* Goal of the exercise
Each record should be written out exactly as given.
+===+
PR #748, opened 2025-07-30
Adds blocker to release if any issue has release-blocker label

### LINKED ISSUE #716: Add release blocker tag and block publishing workflows
Some issues, like #714, really should be resolved before we cut a release. We should add a tag that blocks our release workflow to make sure that it's impossible for them to slip through the cracks.

simongdavies:
If any open issue has the label "release-blocker" don't create a release or publish crates.

Fixes #716

### DIFF
--- a/.github/workflows/ReleaseBlockerLabelCleanUp.yml
+++ b/.github/workflows/ReleaseBlockerLabelCleanUp.yml
@@ -1,0 +1,31 @@
+name: Release Blocker Cleanup
+
+on:
+  issues:
+    types: [closed]
+
+permissions:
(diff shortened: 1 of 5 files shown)


.github/workflows/ReleaseBlockerLabelCleanUp.yml
dblnz, line 1: Where is this workflow used?

simongdavies: Its triggered whenever an issue is closed, it doesn't really need to be done since the check only considered for open issues

PR #749, opened 2025-07-31
Fix some cargo docs

ludfjig:
Fixes some outdata docs, adds some docs where it was missing...


src/hyperlight_host/src/sandbox/uninitialized.rs
```diff
@@ -154,13 +165,11 @@ impl<'a> From<GuestBinary<'a>> for GuestEnvironment<'a, '_> {
...
-    /// Create a new sandbox configured to run the binary at path
-    /// `bin_path`.
+    /// Creates a new uninitialized sandbox for the given guest environment.
     ///
-    /// The instrument attribute is used to generate tracing spans and also to emit an error should the Result be an error.
-    /// The skip attribute is used to skip the guest binary from being printed in the tracing span.
-    /// The name attribute is used to name the tracing span.
-    /// The err attribute is used to emit an error should the Result be an error, it uses the std::`fmt::Debug trait` to print the error.
+    /// The guest binary can be provided as either a file path or memory buffer.
+    /// An optional configuration can customize memory sizes and sandbox settings.
```
simongdavies, line 171: nit: It may be worth saying something about the primary use for this is allow the registration of host functions before initialization?

src/hyperlight_host/src/sandbox/uninitialized.rs
```diff
@@ -327,10 +338,10 @@ impl UninitializedSandbox {
         register_host_function(host_func, self, name.as_ref(), Some(extra_allowed_syscalls))
     }
 
-    /// Register a host function named "HostPrint" that will be called by the guest
-    /// when it wants to print to the console.
-    /// The "HostPrint" host function is kind of special, as we expect it to have the
-    /// `FnMut(String) -> i32` signature.
+    /// Registers the special "HostPrint" function for guest console output.
```
simongdavies: nit: I feel like this should say something about overriding the default behaviour which is to write to stdout or console if a tty is attached to the host process?

simongdavies (dismissed):
@ludfjig , a couple of nits but this is great Thanks!!

src/hyperlight_host/src/sandbox/initialized_multi_use.rs
```diff
@@ -154,19 +231,16 @@ impl MultiUseSandbox {
...
+    /// page table entries are not created.
     ///
     /// # Safety
-    /// It is the caller's responsibility to ensure that the host side
-    /// of the region remains intact and is not written to until this
-    /// mapping is removed, either due to the destruction of the
-    /// sandbox or due to a state rollback
+    ///
+    /// The caller must ensure the host memory region remains valid and unmodified
+    /// for the lifetime of `self`.
```
syntactically, line 243: I'm not sure that "the lifetime of `self`" is accurate here?

src/hyperlight_host/src/sandbox/initialized_multi_use.rs
```diff
@@ -185,9 +259,9 @@ impl MultiUseSandbox {
         Ok(())
     }
 
-    /// Map the contents of a file into the guest at a particular address
+    /// Maps a file's contents into the guest address space with copy-on-write semantics.
```
syntactically: This does not actually have copy-on-write semantics right now, since it does not allow writable mappings at all. Yes, we should probably have been better about the function name, especially now that it's clear that it will be some time if ever before that actually makes sense to do...

src/hyperlight_host/src/sandbox/uninitialized.rs
syntactically: (tangential) didn't we plan to get rid `HostPrint` entirely some releases ago?

src/hyperlight_host/src/sandbox/uninitialized.rs
ludfjig: fixed

src/hyperlight_host/src/sandbox/uninitialized.rs
ludfjig: Fixed

src/hyperlight_host/src/sandbox/initialized_multi_use.rs
ludfjig: I thought this was more accurate given that snapshot restores can remap memory now. I thought "Lifetime of self" was the easiest way to communicate this.

src/hyperlight_host/src/sandbox/initialized_multi_use.rs
ludfjig: thanks for catching this. Undid my change

src/hyperlight_host/src/sandbox/initialized_multi_use.rs
jprendes: Why wouldn't this be accurate?

syntactically: > I thought this was more accurate given that snapshot restores can remap memory now. I thought "Lifetime of self" was the easiest way to communicate this.

I think it should be explicit that it should last until the last time that a snapshot that uses it has been used.

PR #827, opened 2025-08-27
Fix unbounded growth of panic hook after each new sandbox

### LINKED ISSUE #816: Memory leak / panic nesting in `setup_signal_handlers`
Each new sandbox calls `setup_signal_handlers` to setup a panic handler which ignores DisallowedSyscall panics. This creates a new closure that captures the previous panic hook, but the old closures never get cleaned up. Thus, the more sandboxes are created, the more closures the panic hook contains.

I believe this is also the cause of the very long panic backtraces we've been seeing, since the more sandboxes you create, the more closures the panic has to go through. 

We can consider seting up the panic hook just once using something like use std::sync::Once, however we need to be careful in still setting up the `vm_kill_signal`, since this still needs to rerun if sandbox has a different `config.get_interrupt_vcpu_sigrtmin_offset()` from previous sandbox

ludfjig:
`setup_signal_handlers` is called once per new sandbox (this is needed due to the possibility of different sandboxes using different signal # to cancel executions). This also caused the panic hook to be set unnecessarily for each new sandbox. This PR fixes it by introducing a simple `Once`.

I confirmed locally that this fixes the long stacktraces we've been seeing, since it's non-trivial to add a test for it.

Closes #816

### DIFF
--- a/src/hyperlight_host/src/signal_handlers/mod.rs
+++ b/src/hyperlight_host/src/signal_handlers/mod.rs
@@ -29,26 +29,31 @@ pub(crate) fn setup_signal_handlers(config: &SandboxConfiguration) -> crate::Res
     // should be safe to call.
     #[cfg(feature = "seccomp")]
     {
+        use std::sync::Once;
+
         vmm_sys_util::signal::register_signal_handler(
             libc::SIGSYS,
             sigsys_signal_handler::handle_sigsys,
         )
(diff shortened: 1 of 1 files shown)


adamperlin (approved):
Someone else should definitely sign off here, but from my reading this seems like a simple and reasonable fix!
+===+
* Solution to this problem
PR #748, opened 2025-07-30
Adds blocker to release if any issue has release-blocker label

### LINKED ISSUE #716: Add release blocker tag and block publishing workflows
Some issues, like #714, really should be resolved before we cut a release. We should add a tag that blocks our release workflow to make sure that it's impossible for them to slip through the cracks.

simongdavies:
If any open issue has the label "release-blocker" don't create a release or publish crates.

Fixes #716

### DIFF
--- a/.github/workflows/ReleaseBlockerLabelCleanUp.yml
+++ b/.github/workflows/ReleaseBlockerLabelCleanUp.yml
@@ -1,0 +1,31 @@
+name: Release Blocker Cleanup
+
+on:
+  issues:
+    types: [closed]
+
+permissions:
(diff shortened: 1 of 5 files shown)


.github/workflows/ReleaseBlockerLabelCleanUp.yml
dblnz, line 1: Where is this workflow used?

simongdavies: Its triggered whenever an issue is closed, it doesn't really need to be done since the check only considered for open issues

PR #749, opened 2025-07-31
Fix some cargo docs

ludfjig:
Fixes some outdata docs, adds some docs where it was missing...


src/hyperlight_host/src/sandbox/uninitialized.rs
```diff
@@ -154,13 +165,11 @@ impl<'a> From<GuestBinary<'a>> for GuestEnvironment<'a, '_> {
...
-    /// Create a new sandbox configured to run the binary at path
-    /// `bin_path`.
+    /// Creates a new uninitialized sandbox for the given guest environment.
     ///
-    /// The instrument attribute is used to generate tracing spans and also to emit an error should the Result be an error.
-    /// The skip attribute is used to skip the guest binary from being printed in the tracing span.
-    /// The name attribute is used to name the tracing span.
-    /// The err attribute is used to emit an error should the Result be an error, it uses the std::`fmt::Debug trait` to print the error.
+    /// The guest binary can be provided as either a file path or memory buffer.
+    /// An optional configuration can customize memory sizes and sandbox settings.
```
simongdavies, line 171: nit: It may be worth saying something about the primary use for this is allow the registration of host functions before initialization?

src/hyperlight_host/src/sandbox/uninitialized.rs
```diff
@@ -327,10 +338,10 @@ impl UninitializedSandbox {
         register_host_function(host_func, self, name.as_ref(), Some(extra_allowed_syscalls))
     }
 
-    /// Register a host function named "HostPrint" that will be called by the guest
-    /// when it wants to print to the console.
-    /// The "HostPrint" host function is kind of special, as we expect it to have the
-    /// `FnMut(String) -> i32` signature.
+    /// Registers the special "HostPrint" function for guest console output.
```
simongdavies: nit: I feel like this should say something about overriding the default behaviour which is to write to stdout or console if a tty is attached to the host process?

simongdavies (dismissed):
@ludfjig , a couple of nits but this is great Thanks!!

src/hyperlight_host/src/sandbox/initialized_multi_use.rs
```diff
@@ -154,19 +231,16 @@ impl MultiUseSandbox {
...
+    /// page table entries are not created.
     ///
     /// # Safety
-    /// It is the caller's responsibility to ensure that the host side
-    /// of the region remains intact and is not written to until this
-    /// mapping is removed, either due to the destruction of the
-    /// sandbox or due to a state rollback
+    ///
+    /// The caller must ensure the host memory region remains valid and unmodified
+    /// for the lifetime of `self`.
```
syntactically, line 243: I'm not sure that "the lifetime of `self`" is accurate here?

src/hyperlight_host/src/sandbox/initialized_multi_use.rs
```diff
@@ -185,9 +259,9 @@ impl MultiUseSandbox {
         Ok(())
     }
 
-    /// Map the contents of a file into the guest at a particular address
+    /// Maps a file's contents into the guest address space with copy-on-write semantics.
```
syntactically: This does not actually have copy-on-write semantics right now, since it does not allow writable mappings at all. Yes, we should probably have been better about the function name, especially now that it's clear that it will be some time if ever before that actually makes sense to do...

src/hyperlight_host/src/sandbox/uninitialized.rs
syntactically: (tangential) didn't we plan to get rid `HostPrint` entirely some releases ago?

src/hyperlight_host/src/sandbox/uninitialized.rs
ludfjig: fixed

src/hyperlight_host/src/sandbox/uninitialized.rs
ludfjig: Fixed

src/hyperlight_host/src/sandbox/initialized_multi_use.rs
ludfjig: I thought this was more accurate given that snapshot restores can remap memory now. I thought "Lifetime of self" was the easiest way to communicate this.

src/hyperlight_host/src/sandbox/initialized_multi_use.rs
ludfjig: thanks for catching this. Undid my change

src/hyperlight_host/src/sandbox/initialized_multi_use.rs
jprendes: Why wouldn't this be accurate?

syntactically: > I thought this was more accurate given that snapshot restores can remap memory now. I thought "Lifetime of self" was the easiest way to communicate this.

I think it should be explicit that it should last until the last time that a snapshot that uses it has been used.

PR #827, opened 2025-08-27
Fix unbounded growth of panic hook after each new sandbox

### LINKED ISSUE #816: Memory leak / panic nesting in `setup_signal_handlers`
Each new sandbox calls `setup_signal_handlers` to setup a panic handler which ignores DisallowedSyscall panics. This creates a new closure that captures the previous panic hook, but the old closures never get cleaned up. Thus, the more sandboxes are created, the more closures the panic hook contains.

I believe this is also the cause of the very long panic backtraces we've been seeing, since the more sandboxes you create, the more closures the panic has to go through. 

We can consider seting up the panic hook just once using something like use std::sync::Once, however we need to be careful in still setting up the `vm_kill_signal`, since this still needs to rerun if sandbox has a different `config.get_interrupt_vcpu_sigrtmin_offset()` from previous sandbox

ludfjig:
`setup_signal_handlers` is called once per new sandbox (this is needed due to the possibility of different sandboxes using different signal # to cancel executions). This also caused the panic hook to be set unnecessarily for each new sandbox. This PR fixes it by introducing a simple `Once`.

I confirmed locally that this fixes the long stacktraces we've been seeing, since it's non-trivial to add a test for it.

Closes #816

### DIFF
--- a/src/hyperlight_host/src/signal_handlers/mod.rs
+++ b/src/hyperlight_host/src/signal_handlers/mod.rs
@@ -29,26 +29,31 @@ pub(crate) fn setup_signal_handlers(config: &SandboxConfiguration) -> crate::Res
     // should be safe to call.
     #[cfg(feature = "seccomp")]
     {
+        use std::sync::Once;
+
         vmm_sys_util::signal::register_signal_handler(
             libc::SIGSYS,
             sigsys_signal_handler::handle_sigsys,
         )
(diff shortened: 1 of 1 files shown)


adamperlin (approved):
Someone else should definitely sign off here, but from my reading this seems like a simple and reasonable fix!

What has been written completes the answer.